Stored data
-----

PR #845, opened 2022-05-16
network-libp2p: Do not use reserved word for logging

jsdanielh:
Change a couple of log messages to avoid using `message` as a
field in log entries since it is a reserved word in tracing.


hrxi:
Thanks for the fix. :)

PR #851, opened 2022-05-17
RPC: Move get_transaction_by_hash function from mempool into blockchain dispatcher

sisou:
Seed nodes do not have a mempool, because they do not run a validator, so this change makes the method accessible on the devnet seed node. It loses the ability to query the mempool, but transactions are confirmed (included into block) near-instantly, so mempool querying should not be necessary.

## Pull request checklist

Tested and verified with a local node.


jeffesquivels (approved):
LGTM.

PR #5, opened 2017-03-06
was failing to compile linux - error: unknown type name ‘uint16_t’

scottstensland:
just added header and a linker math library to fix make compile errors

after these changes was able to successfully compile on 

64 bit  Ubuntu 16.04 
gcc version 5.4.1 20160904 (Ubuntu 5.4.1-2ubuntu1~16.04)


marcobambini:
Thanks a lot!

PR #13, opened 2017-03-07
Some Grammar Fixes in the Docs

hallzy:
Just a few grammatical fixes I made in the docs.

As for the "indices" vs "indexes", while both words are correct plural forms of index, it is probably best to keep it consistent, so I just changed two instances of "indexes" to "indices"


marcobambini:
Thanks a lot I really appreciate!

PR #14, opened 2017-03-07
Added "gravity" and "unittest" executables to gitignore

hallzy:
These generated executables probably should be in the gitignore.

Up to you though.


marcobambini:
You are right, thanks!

-----

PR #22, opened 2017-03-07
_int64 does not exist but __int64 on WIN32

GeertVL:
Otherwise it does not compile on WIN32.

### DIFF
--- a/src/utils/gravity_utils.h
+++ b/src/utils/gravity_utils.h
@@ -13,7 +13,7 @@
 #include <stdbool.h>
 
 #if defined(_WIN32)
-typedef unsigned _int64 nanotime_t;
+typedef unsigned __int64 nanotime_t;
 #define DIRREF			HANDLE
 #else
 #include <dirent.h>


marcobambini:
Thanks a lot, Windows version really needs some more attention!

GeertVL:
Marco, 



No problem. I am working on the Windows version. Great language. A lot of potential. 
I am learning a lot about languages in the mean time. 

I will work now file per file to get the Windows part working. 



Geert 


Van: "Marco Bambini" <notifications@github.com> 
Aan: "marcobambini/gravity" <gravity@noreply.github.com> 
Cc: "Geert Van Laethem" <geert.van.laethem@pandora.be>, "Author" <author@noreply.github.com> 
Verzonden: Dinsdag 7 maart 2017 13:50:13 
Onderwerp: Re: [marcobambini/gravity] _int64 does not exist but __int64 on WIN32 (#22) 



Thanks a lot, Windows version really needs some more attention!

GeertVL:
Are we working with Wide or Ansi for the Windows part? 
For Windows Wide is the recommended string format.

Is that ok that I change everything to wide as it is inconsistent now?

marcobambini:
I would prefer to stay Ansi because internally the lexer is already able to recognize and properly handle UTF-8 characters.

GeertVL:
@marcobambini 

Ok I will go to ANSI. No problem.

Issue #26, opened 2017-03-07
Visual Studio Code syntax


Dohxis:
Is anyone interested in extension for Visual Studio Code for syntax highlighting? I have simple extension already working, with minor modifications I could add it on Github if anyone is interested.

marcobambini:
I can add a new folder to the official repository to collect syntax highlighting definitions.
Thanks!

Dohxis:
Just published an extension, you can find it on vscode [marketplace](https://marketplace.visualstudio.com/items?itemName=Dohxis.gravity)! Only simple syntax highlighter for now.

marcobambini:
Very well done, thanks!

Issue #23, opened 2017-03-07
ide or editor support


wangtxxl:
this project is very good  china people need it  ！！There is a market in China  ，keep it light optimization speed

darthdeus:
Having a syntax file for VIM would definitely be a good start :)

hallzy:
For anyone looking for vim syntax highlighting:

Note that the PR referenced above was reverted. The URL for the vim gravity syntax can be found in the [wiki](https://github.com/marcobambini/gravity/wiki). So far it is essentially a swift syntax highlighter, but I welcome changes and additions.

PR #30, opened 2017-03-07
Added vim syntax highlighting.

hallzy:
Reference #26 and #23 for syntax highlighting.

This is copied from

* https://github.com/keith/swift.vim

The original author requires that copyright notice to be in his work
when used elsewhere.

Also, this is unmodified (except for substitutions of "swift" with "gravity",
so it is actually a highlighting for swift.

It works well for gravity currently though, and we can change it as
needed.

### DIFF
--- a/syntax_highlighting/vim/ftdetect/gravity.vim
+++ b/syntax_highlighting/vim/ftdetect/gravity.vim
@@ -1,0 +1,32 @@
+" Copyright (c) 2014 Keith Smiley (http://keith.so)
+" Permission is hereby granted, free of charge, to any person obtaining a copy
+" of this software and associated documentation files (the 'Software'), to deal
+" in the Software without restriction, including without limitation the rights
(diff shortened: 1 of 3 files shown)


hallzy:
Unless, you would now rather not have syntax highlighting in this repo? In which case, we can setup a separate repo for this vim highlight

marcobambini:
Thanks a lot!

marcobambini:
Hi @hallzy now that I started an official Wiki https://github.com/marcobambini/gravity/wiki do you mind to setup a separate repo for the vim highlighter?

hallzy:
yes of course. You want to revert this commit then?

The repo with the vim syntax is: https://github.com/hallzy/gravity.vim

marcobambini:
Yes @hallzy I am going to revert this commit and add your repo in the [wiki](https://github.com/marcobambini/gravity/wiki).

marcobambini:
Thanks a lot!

-----

● **What you need to do**: Out of the records, collect only those lines that contain the string "keith".

● **Completed task**:
* https://github.com/keith/swift.vim
+" Copyright (c) 2014 Keith Smiley (http://keith.so)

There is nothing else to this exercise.